A conferência e a sessão extraordinária do Parlamento da CEDEAO que deveria acontecer desde a última quarta-feira, 27, até 9 de março, na ilha do Sal, cancelada em cima da hora, indignou o Presidente da Assembleia Nacional que já solicitou informações sobre este adiamento inusitado.

Jorge Santos terá endereçado uma missiva aos cindo Deputados Cabo-verdianos junto do Parlamento da CEDEAO a solicitar informações sobre a decisão do Presidente do organismo. Na carta, o Chefe da Casa parlamentar Cabo-verdiana não esconde a sua estranheza pela alteração da data e local dos encontros sem que nem o Parlamento da CEDEAO nem o seu Presidente tenham feito “qualquer comunicação oficial” às Autoridades Cabo-verdianas que estavam engajadas na preparação do encontro do Sal.

“A Assembleia Nacional de Cabo Verde, recebeu com responsabilidade a decisão da Mesa do Parlamento da CEDEAO e tudo temos feito para o sucesso da conferência e da sessão extraordinária na ilha turística do Sal”, lê-se na missiva.

“Esta decisão surpreende-me e fico indignado e chocado”, escreveu Jorge Santos, para quem a mesma decisão de alterar o local e data do encontro “não respeita” os princípios democráticos de boa governação e transparência que Cabo Verde defende.

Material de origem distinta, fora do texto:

PR #1304, opened 2024-08-10
fix duplicate logging

### LINKED ISSUE #1302: Duplicate logging
Should be relatively quick to debug but I may not get to it today.. seems like our logging is happening multiple times.

For example if I run
```
```

the first part of my logs look like [this](https://gist.github.com/ebsmothers/b9d3a4b5254075e99540d71b845d3747).

My env is PyTorch + TorchVision stable install and dev install on torchtune main.

ebsmothers:
Fixes #1302 

Tbh I'm not that familiar with the logging module so not sure why this is happening. But our other logs inside modules/ use logging's getLogger. Also **using anything from utils/ inside modules/** creates a circular dependency. Though it seems to resolve somehow (again not familiar with how or why), it also seems to cause our logger to get created twice.

Not to get up on my soapbox here, but **utils/ is a terrible name for our training utilities directory**. As it stands today, our training utilities have dependencies on both our modules and data directories. We should really either

(1) remove these dependencies (the data one is easy, the modules one requires re-thinking both our distributed and generation utilities, which is probably nontrivial), or
(2) rename this directory to something that is clearly training-related, so that we we can have an actual utils directory taking no other dependencies from within our repo (so that they can then be used wherever we want)

Or we can just keep using two separate loggers 😃

### DIFF
--- a/torchtune/modules/attention.py
+++ b/torchtune/modules/attention.py
@@ -4,14 +4,14 @@
 # This source code is licensed under the BSD-style license found in the
 # LICENSE file in the root directory of this source tree.
 
+import logging
 from typing import Optional
 
 import torch
 from torch import nn, Tensor
 from torchtune.modules.kv_cache import KVCache
-from torchtune.utils.logging import get_logger
 
-logger = get_logger("DEBUG")
+logger = logging.getLogger(__name__)
 
 
 class CausalSelfAttention(nn.Module):


joecummings (approved):

joecummings:
I would honestly prefer 2 but with a mix of 1.

pbontrager:
I don’t see what you are saying is a circular dependency. The python logger module is meant to act as a singleton if you initialize it with __name__ which we do. The reason for our util is to have a single stream for all our logs, even in a distributed run. This is a feature not a bug, you aren’t losing logs from distributed processes. This PR is just hiding the logs from other ranks, the correct solution is to only log on rank 0 something that you only want logged on rank 0. This needs to be reverted. @ebsmothers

Para Jorge Santos, estamos perante uma decisão “unilateral e pessoal” do Presidente do Parlamento da CEDEAO e que “prejudica grandemente” a boa imagem e a credibilidade de Cabo Verde.

O PAN lembra que o Arquipélago é membro da CEDEAO e como tal exige que seja tratado com “respeito e dignidade”.

Refira-se que os encontros que deviam acontecer na ilha do Sal foram cancelados e transferidos para o Senegal, ainda no decurso de março.

O Parlamento da CEDEAO justificou-se com questões de eleições no Senegal, Nigéria e Guiné-Bissau, bem como os custos de transporte para mudar a reunião que seria a primeira de grande nível do Parlamento comunitário nas nossas ilhas.